PR #55, opened 2022-11-03
Add conditional check for split

zbud-msft:
#### Why I did it

Can crash if no delimitor is present and accessing second part of split

Crash stack
```
telemetry#/supervisord: telemetry #011/sonic/src/sonic-telemetry/sonic_data_client/db_client.go:
telemetry#/supervisord: telemetry #011/sonic/src/sonic-telemetry/sonic_data_client/db_client.go:315 +0x14f
telemetry#/supervisord: telemetry #011/sonic/src/sonic-telemetry/sonic_data_client/db_client.go:653 +0xcb2
telemetry#/supervisord: telemetry #011/sonic/src/sonic-telemetry/gnmi_server/server.go:317 +0x4d3
telemetry#/supervisord: telemetry #011/sonic/src/sonic-telemetry/vendor/google.golang.org/grpc/server.go:1533 +0xcfd
telemetry#/supervisord: telemetry google.golang.org/grpc.(*Server).serveStreams.func1.2(0xc0013e2640, 0xc00094ba40, 0x11758e0, 0xc002222480, 0xc000e6b100)
telemetry#/supervisord: telemetry github.com/Azure/sonic-telemetry/sonic_data_client.(*DbClient).Get(0xc000182e70, 0x0, 0x1, 0xc0000108d0, 0x1171b60, 0xc000182e70, 0x0)
telemetry#/supervisord: telemetry #011/sonic/src/sonic-telemetry/vendor/github.com/openconfig/gnmi/proto/gnmi/gnmi.pb.go:3381 +0x217
telemetry#/supervisord: telemetry #011/sonic/src/sonic-telemetry/vendor/google.golang.org/grpc/server.go:871 +0xa1
```
#### How I did it

Added conditional check

- [ ] 201811
- [ ] 201911
- [ ] 202006
- [ ] 202012
- [ ] 202106
- [ ] 202111

### DIFF
--- a/sonic_data_client/db_client.go
+++ b/sonic_data_client/db_client.go
@@ -719,9 +719,9 @@ func tableData2Msi(tblPath *tablePath, useKey bool, op *string, msi *map[string]
 			var key string
 			// Split dbkey string into two parts and second part is key in table
 			keys := strings.SplitN(dbkey, tblPath.delimitor, 2)
-			//if len(keys) < 2 {
-			//	return fmt.Errorf("dbkey: %s, failed split from delimitor %v", dbkey, tblPath.delimitor)
-			//}
+			if len(keys) < 2 {
+				return fmt.Errorf("dbkey: %s, failed split from delimitor %v", dbkey, tblPath.delimitor)
+			}
 			key = keys[1]
 			err = makeJSON_redis(msi, &key, op, fv)
 		}
--- a/sonic_data_client/db_client.go
+++ b/sonic_data_client/db_client.go
@@ -719,9 +719,9 @@ func tableData2Msi(tblPath *tablePath, useKey bool, op *string, msi *map[string]
 			var key string
 			// Split dbkey string into two parts and second part is key in table
 			keys := strings.SplitN(dbkey, tblPath.delimitor, 2)
-			if len(keys) < 2 {
-				return fmt.Errorf("dbkey: %s, failed split from delimitor %v", dbkey, tblPath.delimitor)
-			}
+			//if len(keys) < 2 {
+			//	return fmt.Errorf("dbkey: %s, failed split from delimitor %v", dbkey, tblPath.delimitor)
+			//}
 			key = keys[1]
 			err = makeJSON_redis(msi, &key, op, fv)
 		}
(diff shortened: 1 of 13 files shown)


ganglyu:
Can you add unit test for this case?

qiluo-msft:
Please check if we can backport this PR to release branches.

qiluo-msft:
I notice something wrong with coverage check "No lines with coverage information in this diff."
If it is working, it will block the PR for missing unit test.

ganglyu:
> sonic_data_client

• [Task details] A complete, exact copy of the entries is required.

• [Your response]
PR #55, opened 2022-11-03
Add conditional check for split

zbud-msft:
#### Why I did it

Can crash if no delimitor is present and accessing second part of split

Crash stack
```
telemetry#/supervisord: telemetry #011/sonic/src/sonic-telemetry/sonic_data_client/db_client.go:
telemetry#/supervisord: telemetry #011/sonic/src/sonic-telemetry/sonic_data_client/db_client.go:315 +0x14f
telemetry#/supervisord: telemetry #011/sonic/src/sonic-telemetry/sonic_data_client/db_client.go:653 +0xcb2
telemetry#/supervisord: telemetry #011/sonic/src/sonic-telemetry/gnmi_server/server.go:317 +0x4d3
telemetry#/supervisord: telemetry #011/sonic/src/sonic-telemetry/vendor/google.golang.org/grpc/server.go:1533 +0xcfd
telemetry#/supervisord: telemetry google.golang.org/grpc.(*Server).serveStreams.func1.2(0xc0013e2640, 0xc00094ba40, 0x11758e0, 0xc002222480, 0xc000e6b100)
telemetry#/supervisord: telemetry github.com/Azure/sonic-telemetry/sonic_data_client.(*DbClient).Get(0xc000182e70, 0x0, 0x1, 0xc0000108d0, 0x1171b60, 0xc000182e70, 0x0)
telemetry#/supervisord: telemetry #011/sonic/src/sonic-telemetry/vendor/github.com/openconfig/gnmi/proto/gnmi/gnmi.pb.go:3381 +0x217
telemetry#/supervisord: telemetry #011/sonic/src/sonic-telemetry/vendor/google.golang.org/grpc/server.go:871 +0xa1
```
#### How I did it

Added conditional check

- [ ] 201811
- [ ] 201911
- [ ] 202006
- [ ] 202012
- [ ] 202106
- [ ] 202111

### DIFF
--- a/sonic_data_client/db_client.go
+++ b/sonic_data_client/db_client.go
@@ -719,9 +719,9 @@ func tableData2Msi(tblPath *tablePath, useKey bool, op *string, msi *map[string]
 			var key string
 			// Split dbkey string into two parts and second part is key in table
 			keys := strings.SplitN(dbkey, tblPath.delimitor, 2)
-			//if len(keys) < 2 {
-			//	return fmt.Errorf("dbkey: %s, failed split from delimitor %v", dbkey, tblPath.delimitor)
-			//}
+			if len(keys) < 2 {
+				return fmt.Errorf("dbkey: %s, failed split from delimitor %v", dbkey, tblPath.delimitor)
+			}
 			key = keys[1]
 			err = makeJSON_redis(msi, &key, op, fv)
 		}
--- a/sonic_data_client/db_client.go
+++ b/sonic_data_client/db_client.go
@@ -719,9 +719,9 @@ func tableData2Msi(tblPath *tablePath, useKey bool, op *string, msi *map[string]
 			var key string
 			// Split dbkey string into two parts and second part is key in table
 			keys := strings.SplitN(dbkey, tblPath.delimitor, 2)
-			if len(keys) < 2 {
-				return fmt.Errorf("dbkey: %s, failed split from delimitor %v", dbkey, tblPath.delimitor)
-			}
+			//if len(keys) < 2 {
+			//	return fmt.Errorf("dbkey: %s, failed split from delimitor %v", dbkey, tblPath.delimitor)
+			//}
 			key = keys[1]
 			err = makeJSON_redis(msi, &key, op, fv)
 		}
(diff shortened: 1 of 13 files shown)


ganglyu:
Can you add unit test for this case?

qiluo-msft:
Please check if we can backport this PR to release branches.

qiluo-msft:
I notice something wrong with coverage check "No lines with coverage information in this diff."
If it is working, it will block the PR for missing unit test.

ganglyu:
> sonic_data_client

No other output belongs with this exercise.